16 March 2023 | Trust blog
We believe that EVERY child is GIFTED and TALENTED and through modelling, demonstrating and expecting habits of excellence, all learners will have the knowledge, skills and understanding as well as resilience, aspirations and compassion to CHART THEIR OWN DESTINY.
The cooperative value of self-help is such an important aspect of the work we do and why we do it. As we nurture, guide and advise our young people on their journey through life, being able to become independent and confident in themselves is crucial. Veronica Lloyd-Richards led a superb assembly for Year 11s at Okehampton College this week where she described our lives like empty books. Each blank page is a new chapter in the story of who a young person is, and who they are becoming. For young children we help to write that page for them, providing scaffold and structure to succeed. As they travel through our schools and through life itself, self-help is what gives them the skills and the ability to begin to write their own story; to take charge of the blank page.
Self-help does not mean that any of us do it alone. Our values of solidarity and equity ensure that we are all held through connection and community as part of a culture of care. It does mean that we allow children to master the knowledge, skills and experiences that will give them confidence to be their best selves and to do their best work. This allows our young people to use their own efforts and resources to achieve, without relying on others whilst still being able to rely upon others.
It is fundamental to who we are as a Trust that we truly believe that every child is gifted and talented; our role as educators is to reveal them to allow them to flourish. One of my first school responsibilities many years ago was a the “Gifted and Talented” coordinator which meant producing endless lists of pupil lists with an expectation that we would track them because of what the past had told them about it. I can honestly admit that the role added very little to those young people and nor did it recognise the fundamental truth of potential in every young person we serve; a truth that I know is cherished and believed in by us all in our Trust.

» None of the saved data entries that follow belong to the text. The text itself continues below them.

PR #1472, opened 2024-05-22
Add X-Cache header for http queries

sgrebnov:

Add `X-Cache` header to indicate whether query result is from results cache (`hit`) or not(`miss`). Applied only when results cache is enabled.

### DIFF
--- a/crates/cache/src/lib.rs
+++ b/crates/cache/src/lib.rs
@@ -45,21 +45,26 @@ pub enum Error {
 
 pub type Result<T, E = Error> = std::result::Result<T, E>;
 
-pub enum ResultCacheStatus {
-    Cached,
-    NotCached,
-    CacheDisabled,
+pub enum RetrievalResult {
+    Hit,
+    Miss,
 }
 
 pub struct QueryResult {
     pub data: SendableRecordBatchStream,
-    pub cache_status: ResultCacheStatus,
+    pub cache_retrieval_result: Option<RetrievalResult>,
 }
 
 impl QueryResult {
     #[must_use]
-    pub fn new(data: SendableRecordBatchStream, cache_status: ResultCacheStatus) -> Self {
-        QueryResult { data, cache_status }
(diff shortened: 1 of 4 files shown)


digadeesh (dismissed):

digadeesh (dismissed):

crates/cache/src/lib.rs
```diff
@@ -44,6 +45,24 @@ pub enum Error {
 
 pub type Result<T, E = Error> = std::result::Result<T, E>;
 
+pub enum ResultCacheStatus {
+    Cached,
```
lukekim, line 49: Let's call this Hit/Miss

crates/cache/src/lib.rs
```diff
@@ -44,6 +45,24 @@ pub enum Error {
...
+    NotCached,
+    CacheDisabled,
+}
```
lukekim:
```suggestion
pub enum RetrievalResult {
    Hit,
    Miss
}
```

Don't put disabled in here.

crates/runtime/src/datafusion.rs
```diff
@@ -267,7 +269,7 @@ impl DataFusion {
         &self,
         sql: &str,
         restricted_sql_options: Option<SQLOptions>,
-    ) -> Result<SendableRecordBatchStream> {
+    ) -> Result<QueryResult> {
```
lukekim, line 270: Make this Optional. If it is missing, cache is disabled.

sgrebnov: Like the proposed approach with Option< RetrievalResult>. Updated

crates/cache/src/lib.rs
sgrebnov: Like the proposed approach with Option< RetrievalResult>. Updated

lukekim (approved):

phillipleblanc (approved):

Issue #1318, opened 2024-05-06
Enhancement: Improved federated query pushdown


phillipleblanc:
## Goal-State/What/Result

Queries involving a single table in a federated query engine pushes through the entire query to that engine, and no work is done in DataFusion to the results. Logically the query text will just be passed from DataFusion to the Query Engine directly.

More complex queries involving multiple federated tables and other sources will send as much of the computation to be done by each remote query engine as possible. "As much as possible" will be a best effort approach for now and will be improved over time as we get more concrete use-cases, but should cover the majority of the most common ones.

Specifically, that means enabling support for sorting (i.e. TopK), aggregations and joins. As an example, these queries will all be pushed down properly:
- `SELECT * FROM table ORDER BY col LIMIT 10` (i.e. TopK)
- `SELECT max(number) FROM table` (aggregation)
- `SELECT max(number), service FROM table GROUP BY service` (aggregation)
- `SELECT t.id, t.name, r.description FROM table1 t JOIN table2 r ON t.id = r.id` (joins between two tables in the federated source)

## Why/Purpose

This will be needed to enable more efficient queries that perform aggregations, sorts and joins between two tables in the same federated source.

## By When

**Issue/Spec written and reviewed:** May 8, 2024

**M1:** May 10, 2024
**M2:** May 15, 2024
**M3:** May, 17, 2024
...
**Done-Done:** <Target Date>

## Done-Done

- [x] [First Principles Driven](https://github.com/spiceai/spiceai/blob/trunk/docs/PRINCIPLES.md)
- [x] The Algorithm
- [x] PM/Design Review
- [x] UX Review
- [x] Threat Model / Security Review
- [x] Tests
- [x] Documentation
- [x] Samples/Quickstarts/Tutorials
- [x] Release Notes

## The Algorithm

- [x] Every requirement questioned?
- [x] Delete (Scope) any part you can.
- [x] Simplify.
- [x] Break down into smaller iterations/milestones.
- [x] Opportunities for automation.

## Spec

[...]

PR #1477, opened 2024-05-22
Add basic integration test for MySQL federation

phillipleblanc:
Part of #1318

Adds a basic MySQL integration test that uses Docker to start a MySQL server.

Also adds a new Docker module for starting a Docker container programmatically. Use it to start a local MySQL server for the integration test.

This has exposed an issue with MySQL support, when deparsing from a DataFusion LogicalPlan back to SQL for MySQL:

The following query:
`SELECT * FROM line ORDER BY line.l_orderkey DESC LIMIT 10`

gets deparsed to:
`SELECT "line"."l_orderkey", "line"."l_partkey", "line"."l_suppkey", "line"."l_linenumber", "line"."l_quantity", "line"."l_extendedprice", "line"."l_discount", "line"."l_tax", "line"."l_returnflag", "line"."l_linestatus", "line"."l_shipdate", "line"."l_commitdate", "line"."l_receiptdate", "line"."l_shipinstruct", "line"."l_shipmode", "line"."l_comment" FROM "lineitem" AS "line" ORDER BY "line"."l_orderkey" DESC NULLS FIRST LIMIT 10`

Which returns the following error:
`Error: "query `SELECT * FROM line ORDER BY line.l_orderkey DESC LIMIT 10` to results: Execution error: Unable to query arrow: Server error: `ERROR 42000 (1064): You have an error in your SQL syntax; check the manual that corresponds to your MySQL server version for the right syntax to use near 'NULLS FIRST LIMIT 10' at line 1'"`


digadeesh (approved):

crates/runtime/tests/integration.rs
```diff
@@ -14,5 +14,39 @@ See the License for the specific language governing permissions and
...
+    };
+
+    let subscriber = tracing_subscriber::FmtSubscriber::builder()
+        .with_env_filter(filter)
+        .with_ansi(true)
+        .finish();
+    let _ = tracing::subscriber::set_global_default(subscriber);
+}
+
+async fn get_tpch_lineitem() -> Result<Vec<RecordBatch>, anyhow::Error> {
```
sgrebnov, line 41: @phillipleblanc  - where we use `get_tpch_lineitem`?

phillipleblanc: It's used in the MySQL integration test

sgrebnov: Oh, missed the part inside "Load diff". Now it clear how it works.

PR #1494, opened 2024-05-23
Dataset Configure CLI - Add `file_format` prompt for s3 and ftp datasets, if no extension detected

ewgenius:
When using `spice dataset configure`
- if dataset is from s3, ftp or sftp, and path don't have file extension, cli will prompt user for `file_format`

https://github.com/spiceai/spiceai/assets/827338/385caa61-2aaa-4803-8307-f5f37fff8db3

### DIFF
--- a/bin/spice/cmd/dataset.go
+++ b/bin/spice/cmd/dataset.go
@@ -116,6 +116,31 @@ spice dataset configure
 			params["endpoint"] = endpoint
 		}
 
+		if datasetPrefix == spec.DATA_SOURCE_S3 || datasetPrefix == spec.DATA_SOURCE_FTP || datasetPrefix == spec.DATA_SOURCE_SFTP {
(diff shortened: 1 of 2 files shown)


bin/spice/cmd/dataset.go
```diff
@@ -116,6 +116,31 @@ spice dataset configure
 			params["endpoint"] = endpoint
 		}
 
+		if datasetPrefix == spec.DATA_SOURCE_S3 || datasetPrefix == spec.DATA_SOURCE_FTP || datasetPrefix == spec.DATA_SOURCE_SFTP {
```
lukekim, line 119: My guess is we don't need this check, but we'll see.

ewgenius: Do you mean we don't need to check for dataset source here? File format applicable only for ftp and s3 connectors

lukekim (approved):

Self-help is grounded within potential and independence, framed within the inter-dependence of connection, relationship and community. There are always times when we need to ‘do for’ our young people, to get to the point where we can ‘do with.’ Cultivating a culture and expectation of self-help is the greatest liberation we can give to children since its spirit is the root of all growth for an individual and therefore for the collective health and well-being of society.